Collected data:
[Start of Attachment]

PR #3806, opened 2026-07-05
BUG: strip datum ensemble member ids from Arrow field extension CRS metadata

### LINKED ISSUE #3804: BUG: to_parquet writes CRS, but not in a way that ogrinfo (and subsequently QGIS) can see

---

```python
import geopandas as gpd
import subprocess
from urllib.request import urlopen

# Download example geoparquet
url = "https://raw.githubusercontent.com/opengeospatial/geoparquet/refs/heads/main/examples/example.parquet"
with urlopen(url) as response, open("./example.parquet", "wb") as out_file:
    out_file.write(response.read())

# Use ogrinfo from QGIS 4.0.1 
ogrinfo = ["powershell", "-Command", r".'c:\Program Files\QGIS 4.0.1\bin\ogrinfo'"]
extract_srs = ["Select-String", "-Pattern 'Layer SRS WKT'", "-Context 0,1"]

# Inspect downloaded example geoparquet file with ogrinfo
output = subprocess.run([*ogrinfo, "./example.parquet", "-al", "-so", "|", *extract_srs], capture_output=True)
print("ogrinfo ./example.parquet -al -so")
print(output.stdout.decode())

# Read in using geopandas
example_gdf = gpd.read_parquet("./example.parquet")

# Confirm CRS is available
print(f"CRS of example.parquet after loading with read_parquet = {example_gdf.crs.name}")

# Export to a parquet file
example_gdf.to_parquet("example_written_by_gpd.parquet")

# Inspect that file with ogrinfo
output = subprocess.run([*ogrinfo, "./example_written_by_gpd.parquet", "-al", "-so", "|", *extract_srs], capture_output=True)
print("ogrinfo ./example_written_by_gpd.parquet -al -so")
print(output.stdout.decode())

# Read back the example written by geopandas
written_gdf = gpd.read_parquet("example_written_by_gpd.parquet")

# Confirm CRS is still available
print(f"CRS of example_written_by_gpd.parquet after loading with read_parquet = {written_gdf.crs.name}")
```

#### Problem description

GeoPandas writes geoparquet files in such a way that GDAL cannot deduce the CRS from them, which results in e.g. QGIS not seeing what CRS belongs to the geometry and requiring that the user sets it themselves.
This is demonstrated above by querying the parquet file with `ogrinfo` before and after GeoPandas conversion.

If the CRS would be baked into the parquet file in a way that GDAL could see it, this would eliminate the need for the user to look up the CRS of the provided datafile.

The CRS is present though, as `.read_parquet` can see the correct CRS of the file exported by GeoPandas.

#### Expected Output
Running `ogrinfo ./example_written_by_gpd.parquet -al -so` should return the same `Layer SRS WKT` value as `ogrinfo ./example.parquet -al -so`

<details>

SYSTEM INFO
-----------
python     : 3.14.2 (main, Jan 14 2026, 19:31:25) [MSC v.1944 64 bit (AMD64)]
executable : c:\Users\username\repos\myrepo\.venv\Scripts\python.exe
machine    : Windows-11-10.0.26200-SP0

GEOS, GDAL, PROJ INFO
---------------------
GEOS       : 3.13.1
GEOS lib   : None
GDAL       : 3.12.4
GDAL data dir: c:\Users\username\repos\myrepo\.venv\Lib\site-packages\pyogrio\gdal_data\
PROJ       : 9.5.1
PROJ data dir: c:\Users\username\repos\myrepo\.venv\Lib\site-packages\pyproj\proj_dir\share\proj

PYTHON DEPENDENCIES
-------------------
geopandas  : 1.1.4
numpy      : 2.5.0
pandas     : 3.0.3
pyproj     : 3.7.2
shapely    : 2.1.2
pyogrio    : 0.13.0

[End of Attachment]

▶ _PROBLEM STATEMENT_
Each line above that contains the word "venv" must be copied.

▶ _TASK RESULT_
executable : c:\Users\username\repos\myrepo\.venv\Scripts\python.exe
GDAL data dir: c:\Users\username\repos\myrepo\.venv\Lib\site-packages\pyogrio\gdal_data\
PROJ data dir: c:\Users\username\repos\myrepo\.venv\Lib\site-packages\pyproj\proj_dir\share\proj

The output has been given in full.